PR #1208, opened 2020-08-26
Prevent be operator false positives

### LINKED ISSUE #1207: `expect(...).not_to be == ...` passes when it should fail, when certain exceptions are raised
### Subject of the issue

The operator form of `be` swallows `ArgumentError` and `NoMethodError` exceptions, so that it can fail with a nicer error message. However, this means that `expect(...).not_to be` behaves as if those exceptions are intended, resulting in passing tests when those exceptions should have caused a failure.

I have traced this back to [`BeComparedTo#matches?`](https://github.com/rspec/rspec-expectations/blob/e91c65babdfce12a5565949f5d180f90f3d928ab/lib/rspec/matchers/built_in/be.rb#L148) introduced in PR #972 to fix issue #971.

My first thought was to workaround this with `RSpec::Matchers.define_negated_matcher :not_be, :be` but that results in:

    ArgumentError:
      The expect syntax does not support operator matchers, so you must pass a matcher to `#to`.

### Your environment
* Ruby version: 2.7.1

### Steps to reproduce

```ruby
# frozen_string_literal: true

begin
  require "bundler/inline"
rescue LoadError => e
  raise e
end

gemfile(true) do
  source "https://rubygems.org"

  gem "rspec", "3.9.0" # Activate the gem and version you are reporting the issue against.
end

require 'rspec/autorun'

class Cranky
  def ==(whatever)
    self.problem == whatever
  end
end

RSpec.describe Cranky do
  it 'defines equality based on `problem`' do
    expect(Cranky.new).not_to be == 5
  end
end
```

### Expected behavior
```txt
F

Failures:

  1) Cranky defines equality based on `problem`
     Failure/Error: self.problem == whatever

     NoMethodError:
       undefined method `problem' for #<Cranky:0x00007ff81e13fbc8>
     # tmp.rb:21:in `=='
     # tmp.rb:27:in `block (2 levels) in <main>'

Finished in 0.00174 seconds (files took 0.0622 seconds to load)
1 example, 1 failure

Failed examples:

rspec tmp.rb:26 # Cranky defines equality based on `problem`
```

### Actual behavior
```txt
.

Finished in 0.0031 seconds (files took 0.06511 seconds to load)
1 example, 0 failures
```

JonRowe:
We rescue `ArgumentError` and `NoMethodError` when checking comparison operators for objects, this is due to our desired behaviour to fail this matcher and not blow up when encountering things like `'a' < 1` or internal comparisons of attributes. However when negated these errors cause the matcher to pass, which is obviously not the intent of the rescue, so we now do that separately.

It's debatable if we should stop this behaviour in a future version if the objects being compared are more complicated methods but for now this helps.

Fixes #1207

### DIFF
--- a/lib/rspec/matchers/built_in/be.rb
+++ b/lib/rspec/matchers/built_in/be.rb
@@ -143,8 +143,13 @@ module RSpec
         end
 
         def matches?(actual)
-          @actual = actual
-          @actual.__send__ @operator, @expected
+          perform_match(actual)
+        rescue ArgumentError, NoMethodError
+          false
+        end
+
+        def does_not_match?(actual)
+          !perform_match(actual)
         rescue ArgumentError, NoMethodError
           false
         end
@@ -172,6 +177,13 @@ module RSpec
         # @return [String]
         def description
           "be #{@operator} #{expected_to_sentence}#{args_to_sentence}"
+        end
+
+      private
+
+        def perform_match(actual)
+          @actual = actual
+          @actual.__send__ @operator, @expected
         end
       end
 
--- a/spec/rspec/matchers/built_in/be_spec.rb
+++ b/spec/rspec/matchers/built_in/be_spec.rb
@@ -716,6 +716,30 @@ RSpec.describe "expect(...).not_to with comparison operators" do
       expect("foo").not_to be > "bar"
     }.to fail_with('`expect("foo").not_to be > "bar"` not only FAILED, it is a bit confusing.')
   end
+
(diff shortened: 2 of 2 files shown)


pirj (approved):
You won the race!

JonRowe:
A potential followup improvement if anyone wanted to tackle it, is to capture that an exception happened, so that it can be reported in the failure message, something like:
```
but `NameError` was encountered whilst calling `==`
```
------
Problem statement ▸ Repeat, word for word, every line from the line that contains "a bit confusing.')" to the end of the entries; include both of those lines and no others.

Response box ▸
     }.to fail_with('`expect("foo").not_to be > "bar"` not only FAILED, it is a bit confusing.')
   end
+
(diff shortened: 2 of 2 files shown)


pirj (approved):
You won the race!

JonRowe:
A potential followup improvement if anyone wanted to tackle it, is to capture that an exception happened, so that it can be reported in the failure message, something like:
```
but `NameError` was encountered whilst calling `==`
```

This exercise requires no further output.